**WORK INSTRUCTIONS**
Every line below that holds the string "dependency" must be copied.

[Stored data entries]

+===+

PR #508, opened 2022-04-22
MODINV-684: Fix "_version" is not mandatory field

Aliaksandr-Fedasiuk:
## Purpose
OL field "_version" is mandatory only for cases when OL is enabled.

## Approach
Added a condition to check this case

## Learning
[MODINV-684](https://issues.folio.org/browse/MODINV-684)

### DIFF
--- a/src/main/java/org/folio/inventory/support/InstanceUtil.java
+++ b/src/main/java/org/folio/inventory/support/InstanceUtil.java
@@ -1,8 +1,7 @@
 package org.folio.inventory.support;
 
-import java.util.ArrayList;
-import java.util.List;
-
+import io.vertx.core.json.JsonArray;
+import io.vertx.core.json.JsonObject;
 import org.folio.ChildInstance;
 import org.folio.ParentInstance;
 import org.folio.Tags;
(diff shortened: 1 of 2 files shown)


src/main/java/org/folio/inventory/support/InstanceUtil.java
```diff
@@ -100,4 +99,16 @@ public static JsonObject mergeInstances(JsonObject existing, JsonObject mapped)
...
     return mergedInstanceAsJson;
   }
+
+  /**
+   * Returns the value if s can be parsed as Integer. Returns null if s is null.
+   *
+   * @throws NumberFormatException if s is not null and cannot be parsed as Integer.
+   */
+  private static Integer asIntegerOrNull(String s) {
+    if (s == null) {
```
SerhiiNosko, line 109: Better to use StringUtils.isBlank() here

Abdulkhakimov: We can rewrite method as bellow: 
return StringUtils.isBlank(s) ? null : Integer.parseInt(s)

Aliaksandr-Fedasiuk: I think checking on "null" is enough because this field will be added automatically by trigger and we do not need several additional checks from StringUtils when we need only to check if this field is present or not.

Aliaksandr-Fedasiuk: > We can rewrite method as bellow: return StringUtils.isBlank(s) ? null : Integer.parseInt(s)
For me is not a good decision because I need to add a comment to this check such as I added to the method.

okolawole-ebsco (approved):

+===+

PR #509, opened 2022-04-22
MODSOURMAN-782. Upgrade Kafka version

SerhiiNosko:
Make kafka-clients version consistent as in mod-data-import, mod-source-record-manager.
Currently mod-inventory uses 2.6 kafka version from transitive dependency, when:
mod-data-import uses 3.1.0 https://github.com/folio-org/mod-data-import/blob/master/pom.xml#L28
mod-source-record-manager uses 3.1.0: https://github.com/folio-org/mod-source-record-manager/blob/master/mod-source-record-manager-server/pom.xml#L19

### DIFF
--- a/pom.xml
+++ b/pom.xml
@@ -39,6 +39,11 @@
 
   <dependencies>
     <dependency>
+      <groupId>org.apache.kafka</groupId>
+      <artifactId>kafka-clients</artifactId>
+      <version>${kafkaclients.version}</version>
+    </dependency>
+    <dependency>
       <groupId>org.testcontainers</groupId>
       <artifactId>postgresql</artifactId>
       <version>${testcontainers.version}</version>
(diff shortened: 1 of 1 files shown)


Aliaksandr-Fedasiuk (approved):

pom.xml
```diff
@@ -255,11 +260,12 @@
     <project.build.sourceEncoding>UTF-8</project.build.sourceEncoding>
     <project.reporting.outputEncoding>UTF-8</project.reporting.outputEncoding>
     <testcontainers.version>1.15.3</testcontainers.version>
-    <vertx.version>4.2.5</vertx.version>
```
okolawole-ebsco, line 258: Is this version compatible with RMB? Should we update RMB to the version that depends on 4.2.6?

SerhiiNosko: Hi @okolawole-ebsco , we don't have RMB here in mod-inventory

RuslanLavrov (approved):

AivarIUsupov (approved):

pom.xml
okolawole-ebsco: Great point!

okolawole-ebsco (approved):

+===+

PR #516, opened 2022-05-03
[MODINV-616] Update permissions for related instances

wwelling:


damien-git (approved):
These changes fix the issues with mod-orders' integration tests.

+===+

**RESPONSE TO THIS EXERCISE**
Currently mod-inventory uses 2.6 kafka version from transitive dependency, when:
     <dependency>
+    </dependency>
+    <dependency>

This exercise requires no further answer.